● **BRIEF**
Write out the full listing again, exactly as it stands.

● **DATASET CONTENT**
Issue #601, opened 2020-10-20
Improving API Reference format


hildeweerts:
I think our current API Reference could benefit from restructuring. Some ideas:

#### Structure API Reference in tables
The current format puts the documentation of all functions/classes of a module on a single page. As the pages are getting quite long and often contain different types of functionality (e.g., "base" metrics versus fairness metrics in the `metrics` module), it can be difficult to get a good overview of the available functionality. This also makes it harder than necessary to find the documentation of a particular function/class.

Instead, I'd suggest to list the functions/classes in tables with a short description of each item. We can put the actual documentation on a separate page for each function/class. We can put all tables on a single page, similar to [scikit-learn](https://scikit-learn.org/stable/modules/classes.html) or on a separate page for each module, similar to [pandas](https://pandas.pydata.org/docs/reference/index.html). My personal preference would go to the latter.

#### Ordering Attributes/Methods
The attributes and methods of a class are currently ordered alphabetically. 

I'd suggest to group them separately instead, similar to e.g., [this](https://pandas.pydata.org/docs/reference/api/pandas.DataFrame.html#pandas.DataFrame) or [this](https://scikit-learn.org/stable/modules/generated/sklearn.linear_model.LogisticRegression.html#sklearn.linear_model.LogisticRegression)

#### Make References Consistent
The usage of references seems inconsistent. In `fetch_boston()` the *References* docstring is used, in `fetch_adult()` the reference (including the full url and explicit *'Source:'*) is in the description, in `ThresholdOptimizer` a reference is linked as a clickable *name (year)* in the *Notes*, and all functions/classes in the `reductions` module link the reference as a clickable *name (year)* in the description. 

I'd suggest to follow the [docstring guide](https://numpydoc.readthedocs.io/en/latest/format.html) and put implementation details/background theory in the *Notes* and proper references in the *References* (i.e. not just links, as they might break).

#### See Also
I always like the *See Also* sections of classes/functions, as they can lead you to different parts of the package you may not have considered yourself, especially if you're new to the field. This is probably something that's not as relevant with the current size of the package, but might be nice to consider as Fairlearn grows.

---

Do other people have thoughts on this? Tagging @riedgar-ms @MiroDudik @romanlutz

romanlutz:
Couldn't agree more! I haven't looked into how scikit-learn achieves this yet, but I'm hoping that it's compatible with our docs generation setup. 

Would you like to try this out @hildeweerts ? If not I'll mark it as "help-wanted".

[...]

PR #657, opened 2020-12-15
Change Autodoc sort order

riedgar-ms:
As noted by @hildeweerts  in #601 sorting members strictly alphabetically makes little sense. It turns out that there is an `autodoc` option to group things (e.g. properties, methods) together, so turn this on.

### DIFF
--- a/docs/conf.py
+++ b/docs/conf.py
@@ -153,6 +153,10 @@ html_sidebars = {
     "**": ["version-sidebar.html", "sidebar-search-bs.html", "sidebar-nav-bs.html"],
 }
 
+# Change the ordering of the member documentation
+
+autodoc_member_order = 'groupwise'
+
 # The following is used by sphinx.ext.linkcode to provide links to github
 # based on pandas doc/source/conf.py
 
--- a/docs/conf.py
+++ b/docs/conf.py
@@ -153,14 +153,18 @@ html_sidebars = {
     "**": ["version-sidebar.html", "sidebar-search-bs.html", "sidebar-nav-bs.html"],
 }
 
-# Change the ordering of the member documentation
+# Auto-Doc Options
+# ----------------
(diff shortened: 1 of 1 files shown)


riedgar-ms:
This is an improvement, but I'm still not completely convinced. For example, on the metrics page, `make_derived_metric()` is still buried in the middle of the metric functions. To work around this, I believe we'd need to stop using `automodule` and list out the individual members in the order we want. That could get tedious.

romanlutz (approved):
I'm fine with this as an improvement over what we had before. What state are you trying to get to exactly (since you aren't quite happy yet)?

riedgar-ms:
As I said, we sometimes have groupings of functionality within the same 'kind' of object. So this still has `make_derived_metric()` listed in the middle of other actual metrics, when it should probably be listed separately. However, to do that, we'd probably have to curate the list manually, and that has its own pitfalls.

hildeweerts:
If manual curation is required to structure the API in tables (as suggested in #601), I am all for it. What pitfalls are you referring to exactly, @riedgar-ms?

hildeweerts (approved):

riedgar-ms:
@hildeweerts basically my concern is that as soon as you have manual processes (e.g. listing out the members manually), things start to be overlooked.

If you're happy with this, are you able to merge, in addition to approving? I think that you should have gotten that ability, but @adrinjalali  had trouble with a different PR last week.

hildeweerts:
@riedgar-ms that's a very valid concern. I don't think we will be continuously adding many user-facing features, though. To me, the risk of forgetting to add some new functionality to the docs does not outweigh having unstructured docs for all existing functionalities. But I'm happy to hear other people's thoughts on this.

It seems like I was able to wield my newfound powers and merge!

● **TASK RESULT**
Issue #601, opened 2020-10-20
Improving API Reference format


hildeweerts:
I think our current API Reference could benefit from restructuring. Some ideas:

#### Structure API Reference in tables
The current format puts the documentation of all functions/classes of a module on a single page. As the pages are getting quite long and often contain different types of functionality (e.g., "base" metrics versus fairness metrics in the `metrics` module), it can be difficult to get a good overview of the available functionality. This also makes it harder than necessary to find the documentation of a particular function/class.

Instead, I'd suggest to list the functions/classes in tables with a short description of each item. We can put the actual documentation on a separate page for each function/class. We can put all tables on a single page, similar to [scikit-learn](https://scikit-learn.org/stable/modules/classes.html) or on a separate page for each module, similar to [pandas](https://pandas.pydata.org/docs/reference/index.html). My personal preference would go to the latter.

#### Ordering Attributes/Methods
The attributes and methods of a class are currently ordered alphabetically. 

I'd suggest to group them separately instead, similar to e.g., [this](https://pandas.pydata.org/docs/reference/api/pandas.DataFrame.html#pandas.DataFrame) or [this](https://scikit-learn.org/stable/modules/generated/sklearn.linear_model.LogisticRegression.html#sklearn.linear_model.LogisticRegression)

#### Make References Consistent
The usage of references seems inconsistent. In `fetch_boston()` the *References* docstring is used, in `fetch_adult()` the reference (including the full url and explicit *'Source:'*) is in the description, in `ThresholdOptimizer` a reference is linked as a clickable *name (year)* in the *Notes*, and all functions/classes in the `reductions` module link the reference as a clickable *name (year)* in the description. 

I'd suggest to follow the [docstring guide](https://numpydoc.readthedocs.io/en/latest/format.html) and put implementation details/background theory in the *Notes* and proper references in the *References* (i.e. not just links, as they might break).

#### See Also
I always like the *See Also* sections of classes/functions, as they can lead you to different parts of the package you may not have considered yourself, especially if you're new to the field. This is probably something that's not as relevant with the current size of the package, but might be nice to consider as Fairlearn grows.

---

Do other people have thoughts on this? Tagging @riedgar-ms @MiroDudik @romanlutz

romanlutz:
Couldn't agree more! I haven't looked into how scikit-learn achieves this yet, but I'm hoping that it's compatible with our docs generation setup. 

Would you like to try this out @hildeweerts ? If not I'll mark it as "help-wanted".

[...]

PR #657, opened 2020-12-15
Change Autodoc sort order

riedgar-ms:
As noted by @hildeweerts  in #601 sorting members strictly alphabetically makes little sense. It turns out that there is an `autodoc` option to group things (e.g. properties, methods) together, so turn this on.

### DIFF
--- a/docs/conf.py
+++ b/docs/conf.py
@@ -153,6 +153,10 @@ html_sidebars = {
     "**": ["version-sidebar.html", "sidebar-search-bs.html", "sidebar-nav-bs.html"],
 }
 
+# Change the ordering of the member documentation
+
+autodoc_member_order = 'groupwise'
+
 # The following is used by sphinx.ext.linkcode to provide links to github
 # based on pandas doc/source/conf.py
 
--- a/docs/conf.py
+++ b/docs/conf.py
@@ -153,14 +153,18 @@ html_sidebars = {
     "**": ["version-sidebar.html", "sidebar-search-bs.html", "sidebar-nav-bs.html"],
 }
 
-# Change the ordering of the member documentation
+# Auto-Doc Options
+# ----------------
(diff shortened: 1 of 1 files shown)


riedgar-ms:
This is an improvement, but I'm still not completely convinced. For example, on the metrics page, `make_derived_metric()` is still buried in the middle of the metric functions. To work around this, I believe we'd need to stop using `automodule` and list out the individual members in the order we want. That could get tedious.

romanlutz (approved):
I'm fine with this as an improvement over what we had before. What state are you trying to get to exactly (since you aren't quite happy yet)?

riedgar-ms:
As I said, we sometimes have groupings of functionality within the same 'kind' of object. So this still has `make_derived_metric()` listed in the middle of other actual metrics, when it should probably be listed separately. However, to do that, we'd probably have to curate the list manually, and that has its own pitfalls.

hildeweerts:
If manual curation is required to structure the API in tables (as suggested in #601), I am all for it. What pitfalls are you referring to exactly, @riedgar-ms?

hildeweerts (approved):

riedgar-ms:
@hildeweerts basically my concern is that as soon as you have manual processes (e.g. listing out the members manually), things start to be overlooked.

If you're happy with this, are you able to merge, in addition to approving? I think that you should have gotten that ability, but @adrinjalali  had trouble with a different PR last week.

hildeweerts:
@riedgar-ms that's a very valid concern. I don't think we will be continuously adding many user-facing features, though. To me, the risk of forgetting to add some new functionality to the docs does not outweigh having unstructured docs for all existing functionalities. But I'm happy to hear other people's thoughts on this.

It seems like I was able to wield my newfound powers and merge!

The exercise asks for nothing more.